「素」の自分と「素」の世界

子連れの母親が近づいて「勉強しないとこうなっちゃうよ」と言って立ち去ったという。「俺の仕事、簡単と思われてるのかな。結構難しいんだけど」と言ってその人は笑っていた。ちなみにその親子を私は知っていた。その後、その子は勉強できなくなってしまった。

とある、高学歴が自慢の母親が「このあたりの人はレベルが低い、話にならない」と言って小バカにしていた。その子どもが転職を重ね、学歴を活かしきれない仕事に変わると、その子どもは母親のかけた「呪い」に苦しんでいるようだった。母親の小バカにしていた人間に自分がなったような気がして。

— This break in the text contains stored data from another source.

PR #206, opened 2023-11-18
Enhancement: Inclusion of "Suggested Retail Price" in Product Details

breno-oliveira:
Submitting this pull request to ensure the preservation of the suggested retail price on products that undergo updates in their price table, as well as those featuring any enabled promotions on VTEX.

In the original product request on VTEX, there is a value for `PriceWithoutDiscount` that is currently typed but missing from the return provided by the product details loader. By adding this typed value as a Unit Price Specification for the suggested retail price, we can introduce a feature that displays the original price before any discounts from the price table, while still presenting the final price including all available promotions.

image

Example image taken from https://secure.zeedog.com.br/api/catalog_system/pub/products/search/?fq=productId:5052709

### DIFF
--- a/vtex/utils/transform.ts
+++ b/vtex/utils/transform.ts
@@ -502,6 +502,11 @@ const toOffer = ({ commertialOffer: offer, sellerId }: SellerVTEX): Offer => ({
       priceType: "https://schema.org/SalePrice",
       price: offer.Price,
     },
+    {
+      "@type": "UnitPriceSpecification",
+      priceType: "https://schema.org/SRP",
+      price: offer.PriceWithoutDiscount,
+    },
     ...offer.Installments.map(
       (installment): UnitPriceSpecification => ({
         "@type": "UnitPriceSpecification",


eduardobbrito:
Adding a bit more of context:

Zee.Dog features a subscription service that effectively works as a VTEX recurrence, incorporating a fixed discount through a promotional offer. Typically, this subscription discount stands as the sole discount applicable throughout the recurrence cycle. However, certain products may experience a price reduction specifically for Black Friday, achieved by updating the overall price table for the entire site.

A product in this context will have a `ListPrice` (derived from the undiscounted price table), a `Price Without Discount` that we're proposing in this pull request as `SuggestedPrice` (obtained from the discounted table, reflecting a, for instance, 5% reduction), and a `SalePrice` (which accumulates discounts from the price table along with any applicable promotions). Ultimately, there's a need to display all three of these prices.

<figure>
Screenshot 2023-11-17 at 22 20 21
<figcaption>desired outcome that needs `SuggestedPrice`</figcaption>
</figure>

mcandeia (approved):
LGTM

lucis (approved):

PR #207, opened 2023-11-20
feat: add vtex useSegment

devartes:
- adding useSegment related to: https://github.com/deco-sites/macoteste/pull/6


lucis (approved):
LGTM

I was under the impression that you'd only add the loader (which, for my surprise, doesn't contact VTEX, just parses the string), but you also added it to the object that performs fetches on page load (correct me if I'm wrong).

It seems inoffensive and a nice add.

tlgimenes:
I think we dont need this one.  It looks like macoteste does not need this info. Maybe this info is already available somewhere else for them

PR #211, opened 2023-11-22
feat: format unused-path at Page and Redirects

igorbrasileiro:


lucis (approved):

lucis:
Question: Shouldn't we make it a bit clearer that this means "path already present on the site", and not a random path?

Not sure if we're locking anything here

igorbrasileiro:
> Question: Shouldn't we make it a bit clearer that this means "path already present on the site", and not a random path?

I didn't get it what you mean, can you rephrase? As far as I understood what you said, the admin that handles this `format path-uri`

一般に、上を目指すことはよいことだとされる。上昇志向は努力を促し、能力を高めることができると考えられているからだろう。しかし上昇志向は別の見方をすると、強烈な「呪い」になるように感じる。もし上昇できず、そこから落ちこぼれたらお前はもうダメ人間なのだ、という呪い。

最近、「教育虐待」という言葉が広がっている様子。親が熱心に子どもを指導し、「上昇」させようとして子どもを潰してしまう事例が目立ってきているのだろう。私も複数見てきている。問題は、ものすごく「こじれる」ことが多いことだ。
https://bunshun.jp/articles/-/63989

失敗すればやり直せばいいし、なんならやり直さなくても、現在与えられた環境を楽しみながら取り組めばいいと私は思う。なのに「上昇志向」で育てられた子どもは「自分は落ちぶれてしまった、もうダメだ」と自分をみなし、自暴自棄になっている。自分を認められず、許すこともできない「呪い」。

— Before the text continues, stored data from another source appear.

PR #214, opened 2023-11-22
Prefer canonical prop over response

matheusgr:
Canonical prop when set on SEO components will now be used instead of seo from loader.

It is not possible to currently override canonical from backend which can not be a desired effect on page.

### DIFF
--- a/commerce/sections/Seo/SeoPDP.tsx
+++ b/commerce/sections/Seo/SeoPDP.tsx
@@ -23,7 +23,7 @@ function Section({ jsonLD, ...props }: Props) {
       title={title || props.title}
       description={description || props.description}
       image={image || props.image}
-      canonical={canonical || props.canonical}
+      canonical={(props.canonical || canonical) ?? undefined}
       jsonLDs={[jsonLD]}
       noIndexing={noIndexing}
     />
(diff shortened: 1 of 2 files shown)


commerce/sections/Seo/SeoPDP.tsx
```diff
@@ -23,7 +23,7 @@ function Section({ jsonLD, ...props }: Props) {
       title={title || props.title}
       description={description || props.description}
       image={image || props.image}
-      canonical={canonical || props.canonical}
+      canonical={(props.canonical || canonical) ?? undefined}
```
tlgimenes, line 26:
```suggestion
      canonical={props.canonical || canonical}
```

commerce/sections/Seo/SeoPLP.tsx
```diff
@@ -9,11 +9,13 @@ export type Props = {
 function Section({ jsonLD, ...props }: Props) {
   const title = jsonLD?.seo?.title;
   const description = jsonLD?.seo?.description;
-  const canonical = jsonLD?.seo?.canonical
+  const canonical = props.canonical?.trim()
```
tlgimenes, line 12:
```suggestion
  const canonical = props.canonical
```

commerce/sections/Seo/SeoPLP.tsx
```diff
@@ -9,11 +9,13 @@ export type Props = {
...
+    ? props.canonical.trim()
```
tlgimenes, line 13:
```suggestion
    ? props.canonical
```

「ああなったらダメよ」という親の価値観、世界観が、子どもを苦しめてしまう。自分はダメになってしまった。ダメなところで満足していてはダメだ、と思うから、目の前のことを楽しめない。「俺はこんなところでくすぶっているような人間ではない」という思いが湧いて楽しめない。

しかもそうした傲慢な気持ちがどうしても端々に現れるから、周囲からしたら不愉快。で、周囲とうまくいかず、摩擦が多くなる。その摩擦は実は、自分から周囲を見下す言動があったことが原因なのに、「自分以外は程度が低いからだ」と見下し、さらに悪循環を生む。

私は高校を出て翌年、京大を受験した。そこそこ成績がよかったためか、周囲は「受かるかも」という目でチヤホヤしてくれていた。しかし不合格。すると、どう声を掛けたらよいのかわからないのもあったのだろうけれど、スーッと人が引いて行ったのが分かった。

その後、中堅大学に合格することができた。でも、周囲は「京大落ちた人」みたいな感じで、反応が微妙。でも、私は仕方ないと考えていた。高校を出てすぐ母が死に病だと聞かされ、実際には助かったのだけれど、1年間家事を担当して、受験勉強が思うようにできなかった。それでも。

家事から逃げなかった自分を認めていた。それでも周囲はそんな事情は分からない。事情が分からないのも仕方ない、と諦めていた。しかし中堅大学に合格したその翌朝、正面にお住いのおばあさんがチャイムを鳴らして「合格おめでとう、あんた、本当によく頑張ったね」と言ってくれた。

「お母さんが病気で倒れて、それでも買い物行って料理作って洗濯して、本当によく頑張ったね。このたびは本当におめでとう」そう言って、涙まで見せてくれた。
私は、ああ、見てくれていた人がいたんだ、と思った。いちばん認めてほしいところを認めてくれた人が、ここに。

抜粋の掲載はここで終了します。